Cultura, ciudad, esposa, y un cuarto y último amor del que no había hablado a nadie: el amor a un sueño. En los viejos tiempos, el sueño se repetía aproximadamente una vez al mes; era un sueño sencillo, que tenía lugar en un parque de la ciudad, por una avenida de altos olmos cuyas ramas se unían formando un túnel verde en el que el cielo y el sol penetraban aquí y allá por las perfectas imperfecciones del dosel de hojas. En aquel reducto silvestre, Saladin se veía acompañado de un niño de unos cinco años al que enseñaba a ir en bicicleta. El niño, que al principio hacía unas eses alarmantes, se esforzaba heroicamente por alcanzar y mantener el equilibrio, con la ferocidad del que quiere que su padre esté orgulloso de él. El Chamcha del sueño corría detrás de su hijo imaginario sujetando la bicicleta por el portapaquetes situado encima de la rueda trasera. Luego la soltaba y el niño (sin saber que ya no lo sostenía nadie) seguía avanzando: el equilibrio se adquiría como el don del vuelo, y los dos se deslizaban por la avenida, Chamcha corriendo y el niño pedaleando cada vez con más fuerza. «¡Lo conseguiste!», gritaba Saladin con alegría, y el niño, no menos jubiloso, gritaba a su vez: «¡Mira, papá! ¡Mira qué pronto he aprendido! ¿No estás contento de mí? ¿No estás contento?» Era un sueño que hacía llorar, porque, al despertar, no había bicicleta ni había niño.

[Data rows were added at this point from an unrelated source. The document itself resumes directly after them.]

PR #6992, opened 2026-07-27
feat(prepro): Pass files through nextclade pipeline

### LINKED ISSUE #6986: MVP: Ensure raw read files can be passed to prepro
https://github.com/loculus-project/loculus/pull/6731 was merged into https://github.com/loculus-project/loculus/pull/6817. It needs to be merged into main with the raw read feature deactivated and the points in https://github.com/loculus-project/loculus/pull/6817#discussion_r3644318576 adressed

maverbiest:
Related to https://github.com/loculus-project/loculus/issues/6758

resolves https://github.com/loculus-project/loculus/issues/6986

Essentially the same as https://github.com/loculus-project/loculus/pull/6731, but now merging onto main.

There are some minor differences to address comments:
- Refactor of `raw_reads` -> `rawReads` (this is why the PR now touches a bunch more files than the original PR)
- Config for files is now all under `defaultOrganismConfig` in `values.yaml` (where it is disabled), `dummy-organism-with-files` now only does `files.enabled: true`
- Minor typing tweak in `backend.py`

### PR Checklist

🚀 Preview: https://just-passing-through.loculus.org

### DIFF
--- a/backend/docs/organismWithSuborganisms.md
+++ b/backend/docs/organismWithSuborganisms.md
@@ -271,7 +271,7 @@ Once the suborganism is assigned, it runs Nextclade with the correct Nextclade d
       "matchingSuborganism-gene2": [...]
     },
     "files": {
-      "raw_reads": [],
+      "rawReads": [],
       "sequencing_logs": []
     }
   },
--- a/backend/docs/organismWithSuborganisms.md
+++ b/backend/docs/organismWithSuborganisms.md
@@ -272,7 +272,7 @@ Once the suborganism is assigned, it runs Nextclade with the correct Nextclade d
     },
     "files": {
       "rawReads": [],
-      "sequencing_logs": []
+      "sequenceLogs": []
     }
   },
   "errors": [...],
--- a/kubernetes/loculus/values.yaml
+++ b/kubernetes/loculus/values.yaml
@@ -97,6 +97,8 @@ defaultOrganismConfig: &defaultOrganismConfig
     files:
       - name: annotations
         displayName: Annotations
+      - name: raw_reads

«¿Qué harás ahora?», le preguntó Mishal entre los destrozos de la discoteca Cera Caliente, y él contestó, con excesiva ligereza: «¿Yo? Me parece que volveré a la vida.» Se dice pronto; al fin y al cabo, era la vida la que había recompensado su amor a un niño soñado con la falta de hijos: su amor a una mujer, con el distanciamiento de ella y su inseminación por el viejo compañero de estudios del marido; su amor a una ciudad, despeñándolo desde la cumbre de un Himalaya, y su amor a una cultura, haciendo que esa cultura lo acusara, lo humillara, lo destruyera en el potro. Pero no del todo, se dijo; estaba otra vez entero y podía inspirarse en el ejemplo de Niccolò Machiavelli (un hombre tratado injustamente, cuyo nombre, al igual que el de Muhammad-Mahoma-Mahound, se había convertido en sinónimo del mal; cuando, en realidad, su firme republicanismo lo envió al potro, en el que sobrevivió, ¿fueron tres vueltas de la rueda?, lo suficiente, en cualquier caso, para que otro en su lugar confesara haber violado a su abuela, o lo que fuera, con tal de poner fin al dolor; pero él no confesó nada, ya que no cometió crimen alguno mientras sirvió a la república florentina, aquella breve interrupción en la dominación de la familia Medici); si Niccolò había podido sobrevivir a semejante tortura y escribir esa acaso rencorosa o acaso sardónica parodia de la literatura sicofántica estilo espejo-de-príncipes tan en boga en aquel entonces, titulada // Principe, seguida de los magistrales Discorsi, entonces él, Chamcha, no podía permitirse el lujo de darse por vencido. Por lo tanto, a la resurrección: a retirar la piedra de la oscura boca del sepulcro y a hacer puñetas los problemas jurídicos.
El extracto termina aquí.